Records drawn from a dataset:
⟨

PR #193, opened 2016-03-17
Introduced a new operation queue in our queue manager to allow more thumbnails to be downloaded in parallel.

crousselle:
This is fixing the thumbnail download performance issue that we're seeing in Flexo

### DIFF
--- a/BoxContentSDK/BoxContentSDK/Operations/BOXAPIDataOperation.h
+++ b/BoxContentSDK/BoxContentSDK/Operations/BOXAPIDataOperation.h
@@ -94,6 +94,13 @@ typedef void (^BOXAPIDataProgressBlock)(long long expectedTotalBytes, unsigned l
  */
 @property (nonatomic, readwrite, strong) BOXAPIDataProgressBlock progressBlock;
 
+
+/**
+ * Describes wether or not the operation is a small download such as a thumbnail retrieval.
+ * If it is, the operation will be run on a specific queue whose max concurrent operation count will be NSOperationQueueDefaultMaxConcurrentOperationCount
+ */
+@property (nonatomic, readwrite, assign) BOOL isSmallDownloadOperation;
+
 /**
  * Call success or failure depending on whether or not an error has occurred during the request.
  * @see successBlock
--- a/BoxContentSDK/BoxContentSDK/QueueManagers/BOXParallelAPIQueueManager.h
+++ b/BoxContentSDK/BoxContentSDK/QueueManagers/BOXParallelAPIQueueManager.h
@@ -48,6 +48,13 @@
  */
 @property (nonatomic, readwrite, strong) NSOperationQueue *uploadsQueue;
 
+/**
+ * The NSOperationQueue on which all small download operations such as thumbnail retrievals
+ * are enqueued. This queue is configured
+ * with `maxConcurrentOperationCount = NSOperationQueueDefaultMaxConcurrentOperationCount`.
+ */
+@property (nonatomic, readwrite, strong) NSOperationQueue *smallDownloadsQueue;
+
 /** @name Designated initializer */
 
 /**
--- a/BoxContentSDK/BoxContentSDK/QueueManagers/BOXParallelAPIQueueManager.m
+++ b/BoxContentSDK/BoxContentSDK/QueueManagers/BOXParallelAPIQueueManager.m
@@ -25,7 +25,7 @@
 @synthesize globalQueue = _globalQueue;
 @synthesize downloadsQueue = _downloadsQueue;
 @synthesize uploadsQueue = _uploadsQueue;
-
+@synthesize smallDownloadsQueue = _smallDownloadsQueue;
 @synthesize currentAccessTokenHasExpired = _currentAccessTokenHasExpired;
 
 - (id)init
@@ -51,6 +51,10 @@
         _uploadsQueue.name = @"BOXParallelAPIQueueManager upload queue";
         _uploadsQueue.maxConcurrentOperationCount = 2;
 
+        _smallDownloadsQueue = [[NSOperationQueue alloc] init];
+        _smallDownloadsQueue.name = @"BOXParallelAPIQueueManager small downloads queue";
+        _smallDownloadsQueue.maxConcurrentOperationCount = NSOperationQueueDefaultMaxConcurrentOperationCount;
+        
         _currentAccessTokenHasExpired = NO;
     }
 
@@ -105,10 +109,17 @@
             }
         }
 
+        
         if ([operation isKindOfClass:[BOXAPIDataOperation class]])
         {
-            [self.downloadsQueue addOperation:operation];
-            BOXLog(@"enqueued %@ on download queue", operation);
+            BOXAPIDataOperation *apiDataOperation = (BOXAPIDataOperation *)operation;
+            if (apiDataOperation.isSmallDownloadOperation) {
+                [self.smallDownloadsQueue addOperation:operation];
+                BOXLog(@"enqueued %@ on thumbnails download queue", operation);
+            } else {
+                [self.downloadsQueue addOperation:operation];
+                BOXLog(@"enqueued %@ on download queue", operation);
+            }
         }
         else if ([operation isKindOfClass:[BOXAPIMultipartToJSONOperation class]])
         {
--- a/BoxContentSDK/BoxContentSDKTests/BOXFileThumbnailRequestTests.m
+++ b/BoxContentSDK/BoxContentSDKTests/BOXFileThumbnailRequestTests.m
@@ -98,6 +98,15 @@
     XCTAssertEqual(1 + numberOfIntermediate202Responses, numberOfOperationsEnqueued);
 }
 
+- (void)test_that_operation_is_marked_as_small_download
+{
+    BOXFileThumbnailRequest *request = [[BOXFileThumbnailRequest alloc] initWithFileID:@"123" size:BOXThumbnailSize64];
+    BOXAPIOperation *operation = [request operation];
+    XCTAssert([operation isKindOfClass:[BOXAPIDataOperation class]]);
+    BOXAPIDataOperation *dataOperation = (BOXAPIDataOperation *)operation;
+    XCTAssert(dataOperation.isSmallDownloadOperation);
+}
+
 #pragma mark - Private helper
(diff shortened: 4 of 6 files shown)


boxcla:

crousselle:
@thuyBox once we push this, there will be a required change on the preview sdk's internal classes : BOXFilePreviewRequest, where we will do a similar change to what we did in BoxFileThumbnailRequest.

crousselle:
@boxtcarpel @RicoYao FYI

BoxContentSDK/BoxContentSDK/Operations/BOXAPIDataOperation.h
```diff
@@ -19,10 +19,10 @@ typedef void (^BOXAPIDataProgressBlock)(long long expectedTotalBytes, unsigned l
 /**
  * BOXAPIDataOperation is a concrete subclass of BOXAPIAuthenticatedOperation.
  * This operation receives binary data from the Box API which may be in the form
- * of downloads or thumbnails.
+ * of downloads or thumbnails. Thumbnail downloads are performed via BOXAPIThumbnailDownloadDataOperation which are runned on a specific queue.
```
boxtcarpel: - of downloads.
- Thumbnail downloads are performed via a BOXAPIThumbnailDataOperation which run on a specific queue.

BoxContentSDK/BoxContentSDK/Operations/BOXAPIThumbnailDownloadDataOperation.h
```diff
@@ -0,0 +1,28 @@
+//
+//  BOXAPIThumbnailDownloadOperation.h
```
boxtcarpel: BOXAPIThumbnailOperation

Also, should we limit it to thumbnails? It's really about small data operations that you might need quickly and in bulk - you could imagine that also being metadata (which we may one day need while scrolling through items for  cell details), or audio mini snippets, or something else.

What do you think of BOXAPISmallDataOperation or something like that?

BoxContentSDK/BoxContentSDK/Operations/BOXAPIThumbnailDownloadDataOperation.h
```diff
@@ -0,0 +1,28 @@
...
+//  BoxContentSDK
+//
+//  Created by Clement Rousselle on 3/16/16.
```
boxtcarpel: We try to clear the created by info for the SDK

BoxContentSDK/BoxContentSDK/Operations/BOXAPIThumbnailDownloadDataOperation.m
```diff
@@ -0,0 +1,13 @@
+//
+//  BOXAPIThumbnailDownloadOperation.m
+//  BoxContentSDK
+//
+//  Created by Clement Rousselle on 3/16/16.
+//  Copyright © 2016 Box. All rights reserved.
+//
+
+#import "BOXAPIThumbnailDownloadDataOperation.h"
```
RicoYao: I would suggest just adding something like a "isThumbnailDownloadOperation" property to BOXAPIDataOperation, rather than creating an empty subclass.

BoxContentSDK/BoxContentSDK/QueueManagers/BOXParallelAPIQueueManager.m
```diff
@@ -51,6 +52,10 @@ - (id)initWithSession:(BOXAbstractSession *)session
         _uploadsQueue.name = @"BOXParallelAPIQueueManager upload queue";
         _uploadsQueue.maxConcurrentOperationCount = 2;
 
+        _thumbnailDownloadsQueue = [[NSOperationQueue alloc] init];
+        _thumbnailDownloadsQueue.name = @"BOXParallelAPIQueueManager thumbnails downloads queue";
+        _thumbnailDownloadsQueue.maxConcurrentOperationCount = 10;
```
RicoYao: 10 seems quite high to me. I suspect you would just get throttled at a deeper network layer actually. Did you choose this based on tests on an actual device? Did you try 3G grade connections?

BoxContentSDK/BoxContentSDK/Operations/BOXAPIThumbnailDownloadDataOperation.m
thuyBox: +1

BoxContentSDK/BoxContentSDK/Operations/BOXAPIDataOperation.h
crousselle: Done.

BoxContentSDK/BoxContentSDK/QueueManagers/BOXParallelAPIQueueManager.h
```diff
@@ -48,6 +48,13 @@
  */
 @property (nonatomic, readwrite, strong) NSOperationQueue *uploadsQueue;
 
+/**
+ * The NSOperationQueue on which all BOXAPIThumbnailDownloadDataOperations
+ * are enqueued. This queue is configured
+ * with `maxConcurrentOperationCount = 10`.
+ */
+@property (nonatomic, readwrite, strong) NSOperationQueue *thumbnailDownloadsQueue;
```
boxtcarpel: small asset download queue?

BoxContentSDK/BoxContentSDK/Operations/BOXAPIThumbnailDownloadDataOperation.m
boxtcarpel: +1

boxtcarpel: Or if we buy into the 'small operation' not-only-thumbnails stance, we should make this isSmallDownload which would be applicable for thumbnails, metadata download, etc.

boxtcarpel:
+2 LGTM

Some comments.

BoxContentSDK/BoxContentSDK/QueueManagers/BOXParallelAPIQueueManager.m
crousselle: it's very hard to say. At some point between very good performance and very good performance, it's hard to see a difference. Those are very small operations data and even on a 3G connection, or at least how the network conditioner interprets a 3G connection, performances are still solid, downgrading the number of connection does not result in a noticeable change.
I'll bring it down to 8, which is the threshold where I stopped noticing performance differences.

BoxContentSDK/BoxContentSDKTests/BOXFileThumbnailRequestTests.m
```diff
@@ -98,6 +98,15 @@ - (void)test_that_thumbnail_request_returns_expected_thumbnail_after_intermediat
     XCTAssertEqual(1 + numberOfIntermediate202Responses, numberOfOperationsEnqueued);
 }
 
+- (void)test_that_operation_is_marked_as_thumbnail_download
+{
+    BOXFileThumbnailRequest *request = [[BOXFileThumbnailRequest alloc] initWithFileID:@"123" size:BOXThumbnailSize64];
+    BOXAPIOperation *operation = [request operation];
+    XCTAssert([operation isKindOfClass:[BOXAPIDataOperation class]]);
+    BOXAPIDataOperation *dataOperation = (BOXAPIDataOperation *)dataOperation;
+    XCTAssert(dataOperation.isSmallDownloadOperation);
```
RicoYao, line 107: Could you please also add a test for regular downloads that asserts that this is false. Thanks!

RicoYao:
LGTM +2

BoxContentSDK/BoxContentSDK/QueueManagers/BOXParallelAPIQueueManager.m
```diff
@@ -51,6 +51,10 @@ - (id)initWithSession:(BOXAbstractSession *)session
         _uploadsQueue.name = @"BOXParallelAPIQueueManager upload queue";
         _uploadsQueue.maxConcurrentOperationCount = 2;
 
+        _smallDownloadsQueue = [[NSOperationQueue alloc] init];
+        _smallDownloadsQueue.name = @"BOXParallelAPIQueueManager thumbnails downloads queue";
```
thuyBox: might want to change the name to reflect small downloads

thuyBox:
+2 :+1: :+1:

BoxContentSDK/BoxContentSDKTests/BOXFileThumbnailRequestTests.m
crousselle, line 107: done.

BoxContentSDK/BoxContentSDK/QueueManagers/BOXParallelAPIQueueManager.m
```diff
@@ -51,6 +51,10 @@ - (id)initWithSession:(BOXAbstractSession *)session
         _uploadsQueue.name = @"BOXParallelAPIQueueManager upload queue";
         _uploadsQueue.maxConcurrentOperationCount = 2;
 
+        _smallDownloadsQueue = [[NSOperationQueue alloc] init];
+        _smallDownloadsQueue.name = @"BOXParallelAPIQueueManager small downloads queue";
+        _smallDownloadsQueue.maxConcurrentOperationCount = NSOperationQueueDefaultMaxConcurrentOperationCount;
```
boxtcarpel, line 56: Was deprecated?
Available in iOS 2.0 through iOS 8.4.

boxtcarpel:
+2 LGTM

:u7a7a:

BoxContentSDK/BoxContentSDK/QueueManagers/BOXParallelAPIQueueManager.m
crousselle, line 56: Yeah this is weird. We've been using this value in Bender, and I don't really notice a performance difference between our iOS 8.3 device and an iOS 9. My guess would be that this removes the limitation after iOS 8.4 and allows us to run as many request as we want in parallel. 
IMO this is fine because we still have a small average of thumbnails requests that can be requested at the same time, testing this on 3G does not show any impact in  the responsiveness of the UI.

⟩

■ Your assignment ■
Check every line of the records, and copy the ones that hold the word "device".

■ Answer for this exercise ■
RicoYao: 10 seems quite high to me. I suspect you would just get throttled at a deeper network layer actually. Did you choose this based on tests on an actual device? Did you try 3G grade connections?
crousselle, line 56: Yeah this is weird. We've been using this value in Bender, and I don't really notice a performance difference between our iOS 8.3 device and an iOS 9. My guess would be that this removes the limitation after iOS 8.4 and allows us to run as many request as we want in parallel. 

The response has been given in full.